Am 8. Mai 2025 hat Nintendo die Geschäftszahlen für das am 31. März 2025 beendete Geschäftsjahr vorgelegt. Es ist die letzte volle Bilanzperiode der ersten Switch-Generation. Die Hardware-Familie aus Switch, Switch Lite und Switch OLED kommt zum Stichtag auf einen kumulierten Absatz von 152,12 Millionen Einheiten und gehört damit zu den meistverkauften Spielkonsolen überhaupt. Im Berichtsjahr selbst wanderten 10,80 Millionen Konsolen über die Ladentheke, ein Minus von 58,3 Prozent gegenüber dem Vorjahr. So sieht es aus, wenn eine Plattform in die Jahre kommt. Die gleiche Bewegung erlebte bereits Nintendo am Ende früherer Generationen.
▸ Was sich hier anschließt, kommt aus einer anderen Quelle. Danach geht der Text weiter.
PR #441, opened 2026-09-11
feat: per-step open, click, reply and bounce rates in Step performance

### LINKED ISSUE #434: Add Individual Open Rate in percentage for Each Campaign Step
In the Step Performance section, each campaign step should display its own open rate, rather than only showing the total number of opens.

Image

Image

This would make it much easier to understand which step/email is performing best.

@meszmate

meszmate:
Closes #434.

Step performance showed counts only, so the four steps in the report (337 sent, 285, 11, 1) could not be compared: 101 opens on a step that reached 285 contacts and 91 on a step that reached 337 look like the same result until you divide them yourself.

Each count now carries its own rate underneath it, and the rate is against **that step's** sends, not the campaign's, which is what makes a fourth touch that reached 11 contacts comparable to a first touch that reached 337.

### What changed

**Backend.** `models.SequenceStats` gains `open_rate`, `click_rate`, `reply_rate` and `bounce_rate` (percentages of the step's own `emails_sent`, via the existing divide-by-zero-safe `models.Rate`), plus `machine_opens` and `machine_clicks` so a step's open rate can be read against how much of it was an Apple MPP prefetch or a security gateway. The same shape `ABVariantStats` already had. The automated-click expression is now one `machineClicksCount` constant shared by the campaign summary and the per-step query, so the two can never drift apart on what an automated click is. `GetSequenceStats` also checks `rows.Err()`, which it was not doing: a mid-iteration failure returned partial step stats as if they were the whole campaign.

**Dashboard.** Step performance keeps its six columns and gains a second line per cell: the count, then the share of that step's sends. A step that has sent nothing shows a dash, never `0.0%`, because 0% reads as a result. Where some of the events were automated the rate is dotted-underlined and the hover gives the split, matching the `N auto` note the campaign totals already carry.

**API surface.** The new fields flow through `GET /analytics/campaigns/:id` (additive, inside the version), the `warmbly` and `warmblyctl` pass-through renderers, and `get_campaign_stats`, which previously dropped the step breakdown entirely so the assistant could not answer "which touch is working".

**Docs.** `api/reference/analytics.mdx` (example plus the denominator rule), `docs/public/openapi.json` (`CampaignStepStats`), and `guides/analytics.mdx`.

### Market check

Instantly ships a dedicated Step Analytics section per campaign; Smartlead exposes per-`sequence_number` stats and per-step rates through its API and MCP tools. Both treat per-step rates as table stakes. One thing deliberately not copied: Instantly's campaign open rate divides by "sequences started" (leads who received step 1), which makes a follow-up's rate a fraction of a number it never sent to. Per-step here divides by the step's own sends.

### Verification

- `internal/repository/campaign_step_rates_live_test.go`: a campaign with an intro step (5 sent, 3 opens of which 1 is a machine open, 1 human click, 1 contact whose only click was a gateway, 1 reply, 1 bounce) and a follow-up queued but never sent. Asserts the counts, the rates (60/20/20/20), that the unsent step's rates stay 0 rather than dividing by zero, and that the steps add up to the summary. Every assertion was mutation-tested: dropping the rate computation, using the wrong denominator, and flattening either machine count each fail it.
- `make fmt`, `make lint` (golangci-lint + check-migrations), `pnpm typecheck` / `pnpm lint` / `pnpm vitest run` in `web/`, `pnpm types:check` / `pnpm lint` in `docs/`. No migration.

## Summary by CodeRabbit

- **New Features**
  - Campaign analytics now include per-step send, open, click, reply, and bounce rates.
  - Step metrics are calculated against each step’s own sends, with automated opens and clicks identified separately.
  - Campaign step-performance tables display counts, percentages, and automated-activity indicators.
  - Analytics tools and API responses now expose detailed step-level metrics, including automated activity counts.

- **Documentation**
  - Updated analytics guides and API reference documentation to explain step-level rates, automated activity, and no-send behavior.


meszmate:
Follow-up in 35d9d3d: the automated-click count is now one rolled-up `bool_and(machine)` per (step, contact), joined into both the summary and the per-step query, rather than a correlated `EXISTS`/`NOT EXISTS` pair evaluated per progress row.

The per-step stats needed the same count the summary had, and duplicating the correlated form would have paid for it twice on every campaign overview load. Measured on a seeded 50k-lead campaign with 20k logged clicks (4 steps, 12.5k contacts):

| | EXISTS pair | rolled-up join |
|---|---|---|
| automated-click count alone | 78ms (75-82 over 5 runs) | 33ms (32-34) |
| whole per-step query | — | 55ms, against 41ms for the query before this PR |

Verified identical on the same dataset: both formulations return `{tc:12500, sent:50000, op:20067, mop:2008, mcl:5929}`. The live test also asserts the steps still add up to the summary, so the two cannot drift apart on what an automated click is.

meszmate:
All three CodeRabbit findings verified and fixed in 470654f:

1. **`machine_clicks` counted "steps", not contacts** — correct, and the wording predates this PR. The count is over `campaign_contact_progress` rows, so it is the contacts whose only clicks on a step were automated. Fixed in the API reference and in the two Go doc comments that said the same thing (`CampaignSummary.MachineClicks`, `DashboardOverallStats.MachineClicks`), so the prose and the OpenAPI schema now agree.
2. **Zero-send rule only on `open_rate`** — added to `click_rate`, `reply_rate` and `bounce_rate`.
3. **`get_campaign_stats` dropped the machine counts** — added `machine_opens`/`machine_clicks` per step, and to the campaign totals as well: without them a 35% open rate reads as all-human at both levels, which is exactly the misreading those fields exist to prevent.

meszmate:
@coderabbitai review

PR #444, opened 2026-09-12
fix: make Edit with AI apply the instruction instead of rewriting the body into a fresh cold email

### LINKED ISSUE #432: AI generated email content is not edited in body
Image

When I change the email content, it does not change the email content that generated

@meszmate

meszmate:
Fixes #432.

## What was wrong

`/generation/edit` (the **Edit with AI** pill) ran on `generation.BuildVoiceRules` — the *cold-outreach writer* system prompt. It opens with "You are Warmbly's cold-outreach email writer", caps output at 80 words / 4-6 sentences, pins a five-part skeleton (observation → pain → claim → one ask → optional P.S.) and ends with "SELF-CHECK … If any answer is no, rewrite."

That system prompt outranked whatever the user typed. "Fix grammar" or "shorten this" came back as a freshly generated cold email in that shape, and every rerun converged on the same copy — which is exactly "it does not change the email content that generated". The body in the reporter's screenshot is that skeleton line for line.

Four more defects in the same flow, each reproduced against the real editor before being fixed:

| | Effect |
|---|---|
| passage read with `doc.textBetween` | atoms return `""`, so every `{{.FirstName}}`, AI block, condition and form link was deleted from the passage sent, and the rewrite came back with them gone |
| link marks never serialized | a hand-placed `{{.UnsubscribeLink}}` anchor simply stopped existing after a rewrite |
| `"\n"` out, split on `\n{2,}` back in | a multi-paragraph selection collapsed into one |
| replacement via `insertContentAt` | it closes the slice it parses, so rewriting a phrase inside a sentence produced `<p>One </p><p>REWRITE</p><p> four.</p>` |
| `writingMaxTokens = 1024` | a long passage rewrite truncated mid-sentence |

Plus the layout in the screenshot: the review row wrapped `· 1 credit · 1.7k tok` into four lines, and the card was clamped to the viewport rather than to the editor, so it hung ~60px outside the step drawer over the flow canvas.

## What changed

**Backend.** `internal/pkg/generation/voice.go` adds `editRules` + `BuildEditRules`: an *editor* frame (apply the instruction, change nothing else, return only the passage, keep length/paragraphs/language, preserve every token and link destination character for character, return it unchanged when the instruction already holds), keeping the humanizer's bans and the org grounding. `generation_edit.go` runs it through `AIProvider.Complete` with a 3072-token cap, the way reply drafts and AI variables already do, and counts its request limits in runes so the same body is not editable in English and refused in Cyrillic.

**Frontend.** New `richTextPassage.ts` owns the round trip: `passageText` walks the range with TipTap's text serializers and folds link marks in as markdown, `passageHTML` re-chips what comes back (an AI block only when its config came with the passage, a link only when the destination is one), `replacePassage` swaps the range with paste semantics and returns `null` when the document is genuinely unchanged. Wired into both `RichTextAIEdit` and `RichTextAICaret` (⌘J had the same paragraph-splitting bug). New `floatingBounds.ts` clamps the card to the surface it is editing. The review row is one non-wrapping line with the cost underneath, and says **No change** instead of **Rewritten** when the model returned the passage as it was.

**Docs.** `guides/unibox.mdx` states what an edit does and does not touch; `guides/sequences.mdx` gains a "Writing and editing with AI" section (the campaign editor's AI surfaces were not documented at all). Both say plainly that bold/italic inside a rewritten selection is not preserved.

## Verification

- `make lint` clean, `gofmt -l` empty, `go test ./internal/api/handler ./internal/pkg/generation` ok
- `web`: `tsc -b` clean, `eslint` 0 errors, `vitest` 182 passed — 28 of them new
- the frontend tests drive the real `RichTextEditor` in its controlled host, so they fail on the actual defects rather than on a stand-in
- every assertion was mutation-tested: putting `textBetween`, `insertContentAt`, `!tr.docChanged`, plain-text detokenising, `BuildVoiceRules` or `MaxTokens: 1024` back each fails the specific test that guards it

## Not in scope

`/generation/write` still uses the writer prompt as its system message. The ⌘J caret hits the same framing conflict there, but that endpoint also backs the compose window's subject generation, so reframing it is an API-shape decision rather than a bug fix.

## Summary by CodeRabbit

- **New Features**
  - Added AI writing at the cursor and **Edit with AI** for selected text.
  - AI edits preserve merge fields, conditions, spintax, AI blocks, form links, and link destinations.
  - Rewrites now apply only the requested instruction; bold, italic, and heading formatting in rewritten selections is not preserved.
  - Added **No change**, **Undo**, and **Again** feedback and actions.
  - Improved paragraph, link, and content insertion behavior during AI edits.
  - AI cards now remain within the campaign panel and viewport.

- **Documentation**
  - Updated Sequences and Unibox guides with AI writing and editing guidance.


meszmate:
@coderabbitai review

PR #452, opened 2026-09-12
fix: realtime cannot complete either of its TLS connections

meszmate:
`warmblyctl status` against production reports the realtime service unreachable, and its log explains why: it never finishes connecting to anything. Two separate TLS problems, each of which alone keeps the service from working.

## Redis: a wildcard certificate is rejected

Ten `CLIENT ALERT: Fatal - Handshake Failure - {:bad_cert, :hostname_check_failed}` per attempt, one per pool connection.

Erlang's default hostname check does not match a wildcard certificate. Every managed Redis presents one: Upstash serves `CN=*.upstash.io`, and ElastiCache and Redis Cloud do the same. Redix's own docs call this out:

> Some Redis servers, notably Amazon ElastiCache, use wildcard certificates that require additional socket options for successful verification

`Realtime.Redis` passed no socket options, so the whole pool failed to connect. Because the module fails open by design, this surfaces as "Redis unavailable" rather than as an error anyone would chase: rate limiting silently returns defaults and presence state has nowhere to live.

The fix is the documented option, applied only for `rediss://`. Redix drops just the keys you supply from its own defaults, so `verify: :verify_peer` and the system CA store still apply; this does not weaken verification, it makes it able to succeed.

## Postgres: the RDS root is not publicly trusted

`Postgrex.Protocol failed to connect: tcp connect (...rds.amazonaws.com:5432): timeout`.

The timeout is a network problem outside this repo (the service had no static egress IP, so the database security group dropped it). But fixing the network only exposes the next failure: Postgrex defaults to `[cacerts: :public_key.cacerts_get(), verify: :verify_peer, ...]`, and Amazon RDS presents a chain rooted in an RDS CA that is in no public trust store. The same problem the Go services already solved by shipping AWS's bundle and pointing `sslrootcert` at it.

Erlöse und Gewinn deutlich unter Vorjahr
Der Nettoumsatz fiel auf 1.164,9 Milliarden Yen. Im Vorjahr waren es noch 1.671,8 Milliarden Yen, das sind 30,3 Prozent weniger. Das Betriebsergebnis sackte um 46,6 Prozent auf 282,5 Milliarden Yen, die operative Marge rutschte von 31,6 auf 24,3 Prozent. Beim Periodengewinn, der den Anteilseignern zugerechnet wird, blieben 278,8 Milliarden Yen übrig, nach zuvor 490,6 Milliarden Yen, ein Rückgang von 43,2 Prozent. Auf der Softwareseite verkaufte Nintendo 155,41 Millionen Einheiten an Erst- und Drittanbietertiteln. Das Bild passt zum geplanten Wechsel zwischen zwei Hardware-Generationen: Die alte Plattform verliert Schwung, die neue taucht in den Büchern noch gar nicht auf.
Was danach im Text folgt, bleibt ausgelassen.